L’Inde et l’Union européenne (UE) ont officiellement conclu, ce mardi 27 janvier, un accord de libre-échange tant attendu, le fruit de négociations s’étalant sur plus de 20 ans. Le Premier ministre indien, Narendra Modi, a exprimé sa satisfaction face à cet accord, le qualifiant de source de « nombreuses opportunités ».
Dans un contexte géopolitique incertain, cet accord représente une stratégie pour les deux parties afin de contrer la montée en puissance de la Chine et de s’adapter aux répercussions des tensions commerciales entre les États-Unis et d’autres nations. Modi a noté avec jubilation que « on dit dans le monde que c’est l’accord de tous les accords ».
Lors de son discours à New Delhi, en amont d’une rencontre avec le président du Conseil européen, Antonio Costa, et la présidente de la Commission européenne, Ursula von der Leyen, Modi a souligné que ce pacte « couvre environ 25 % du produit intérieur brut (PIB) mondial », tout en affectant aussi un tiers du commerce international.

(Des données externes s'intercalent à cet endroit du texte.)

PR #563, opened 2021-10-04
Restore icp args

### LINKED ISSUE #562: Restore arguments for ICP customization
The ICP analysis block gave the option to customize its behavior during prediction, which was specially useful for the anomaly detection pipeline.

Currently, these arguments are only using the (static) value provided inside the problem definition:

* `anomaly_cooldown`
* `anomaly_error_rate`
* `anomaly_detection`

We should fix it so that they can be dynamically modified once a predictor has been trained.

paxcema:
## Why 

To fix #562.

## How

Introduces a `PredictionArguments` dataclass that aims at generating defaults and setting any user-defined arguments for a `predict()` call. A couple statements are added in existing tests to account for the correct setting of these arguments.

Also, fixes a bug in the ICP block where the `fixed_confidence` setting would be incorrectly overridden in grouped TS tasks.

### DIFF
--- a/lightwood/api/types.py
+++ b/lightwood/api/types.py
@@ -298,16 +298,10 @@ class ProblemDefinition:
         encoders and models.
     :param target_weights:
     :param positive_domain: For numerical taks, force predictor output to be positive (integer or float).
-    :param fixed_confidence: For analyzer module, specifies a fixed `alpha` confidence for the model calibration so \
-        that predictions, in average, are correct `alpha` percent of the time.
     :param timeseries_settings: TimeseriesSettings object for time-series tasks, refer to its documentation for \
          available settings.
     :param anomaly_detection: Whether to conduct unsupervised anomaly detection; currently supported only for time-\
         series.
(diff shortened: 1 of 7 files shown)


lightwood/api/types.py
```diff
@@ -542,3 +527,54 @@ class ModelAnalysis:
     confusion_matrix: object
     histograms: object
     dtypes: object
+
+
+@dataclass
+class PredictionArguments:
```
George3d6, line 533: Can we remove `predict_proba` and instead add it as an argument here? It's fine if the `predict` interface changes to some extent we can always have the return type be a `Union` of the various types returned by the various modes.

George3d6 (changes requested):

lightwood/api/types.py
George3d6: Also can you add a "all_mixers" mode or something like that which returns a prediction for every mixer? We needed it for the benchmarks anyway

paxcema: Both are really good ideas, let me take a stab at them.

Les derniers détails ont été réglés au cours de négociations de dernière minute. L’accord promet de stimuler le commerce entre l’Inde et l’UE, avec une réduction des droits de douane dans plusieurs secteurs. En 2024, les échanges entre les deux entités ont déjà atteint 120 milliards d’euros en marchandises, une hausse impressionnante de 90 % en dix ans.
Bruxelles est particulièrement intéressée par le marché indien, le plus peuplé au monde, avec 1,5 milliard d'habitants et une croissance projetée de 8,2 % au dernier trimestre, comme le rapporte Le Monde.

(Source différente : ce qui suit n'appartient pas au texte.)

PR #569, opened 2021-10-05
Add Module type

George3d6:
`JsonAI` and `Feature` now correctly use the type `Module` for the modules they contain, should behave exactly as the dictionaries we used before


paxcema (approved):
Looks good :+1:

PR #597, opened 2021-10-09
changes: Reduce spacing and beautify the code in high_level.html #596

idivyanshbansal:
#596

### DIFF
--- a/docs/api/high_level.html
+++ b/docs/api/high_level.html
@@ -1,342 +1,329 @@
-
-
 <!DOCTYPE html>
-<html class="writer-html5" lang="en" >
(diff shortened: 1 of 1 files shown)


paxcema:
Hey @idivyanshbansal, our docs are auto-generated so I'm afraid this would get overridden in the next release. As mentioned in #590 among others, feel free to open a **_single_** issue with the **_discussion_** tag to talk about this.

Moreover, if you are looking to participate in the Hacktoberfest 2021 event, be on the lookout for issues with the `hacktoberfest` tag, as only those count. Cheers!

Par ailleurs, le FMI prévoit que l’Inde pourrait, dès cette année, ravir à Japonaise la quatrième place parmi les plus grandes économies mondiales, une progression qui pourrait s’accélérer d’ici 2030.
Un partenariat stratégique
Pour New Delhi, l’Europe représente une source essentielle de technologies et d’investissements nécessaires pour renforcer son développement et créer de nouveaux emplois pour sa population. Ursula von der Leyen a insisté sur l'importance d'offrir un « niveau d’accès le plus élevé jamais accordé » au marché indien, promettant un doublement des exportations européennes.

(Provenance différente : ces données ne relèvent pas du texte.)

PR #2981, opened 2023-06-18
Update repositories.txt

ripred:
added updates for Smooth Arduino library

### DIFF
--- a/repositories.txt
+++ b/repositories.txt
@@ -5955,6 +5955,5 @@ https://github.com/stm32duino/X-NUCLEO-53L8A1
 https://github.com/rei-vilo/PDLS_EXT3_Basic_BWRY
 https://github.com/skyfroger/RPlatform
 https://github.com/koendv/cst816t
-https://github.com/bitbank2/bb_rtc
 https://github.com/ripred/Smooth
-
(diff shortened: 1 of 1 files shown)


per1234 (commented):
Hi @ripred. Your pull request only moves the library from one arbitrary line in the file to another. Since this change serves no purpose, I will close the pull request as invalid.

If you were trying to accomplish something other than a random change to the file, please comment here with a detailed description of what you were hoping to achieve and I'll help you out.

You mention the Smooth library, but you already successfully submitted that library with your previous pull request: https://github.com/arduino/library-registry/pull/2980

It seems you are establishing a pattern of submitting these pull requests:

- https://github.com/arduino/library-registry/pull/2941
- https://github.com/arduino/library-registry/pull/2942
- https://github.com/arduino/library-registry/pull/2561

These pull requests waste time for both of us so I hope we can have some communication to avoid the creation of additional such requests. It is true that the submissions are fully automated, but that is the only automated aspect of this repository. So if you are having some difficulty with the Library Manager system or want some other change made then that will be handled by a human and you need to communicate in a way a human can understand. There is nothing in place to psychically interpret the intent behind PRs that make random changes to the file, nor to act on such changes.

Regards,
Per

En retour, l’Inde devrait ouvrir davantage ses portes aux voitures et vins européens, tout en bénéficiant d’un accès renforcé à l’Europe pour ses secteurs des textiles et des médicaments. Les deux parties envisagent également de signer un accord sur les mouvements de travailleurs saisonniers et d’échanges académiques, illustrant l’importance d’un partenariat renforcé.
Ursula von der Leyen a déclaré sur X que « l’Inde et l’Europe ont fait un choix clair : celui d’un partenariat stratégique », ajoutant que cela démontre qu’il existe « une autre voie possible pour un monde fracturé ».
Dans le domaine de la défense, l’Inde a diversifié ses achats militaires pour réduire sa dépendance historique aux armes russes, tandis que l’Europe cherche à faire de même par rapport aux États-Unis.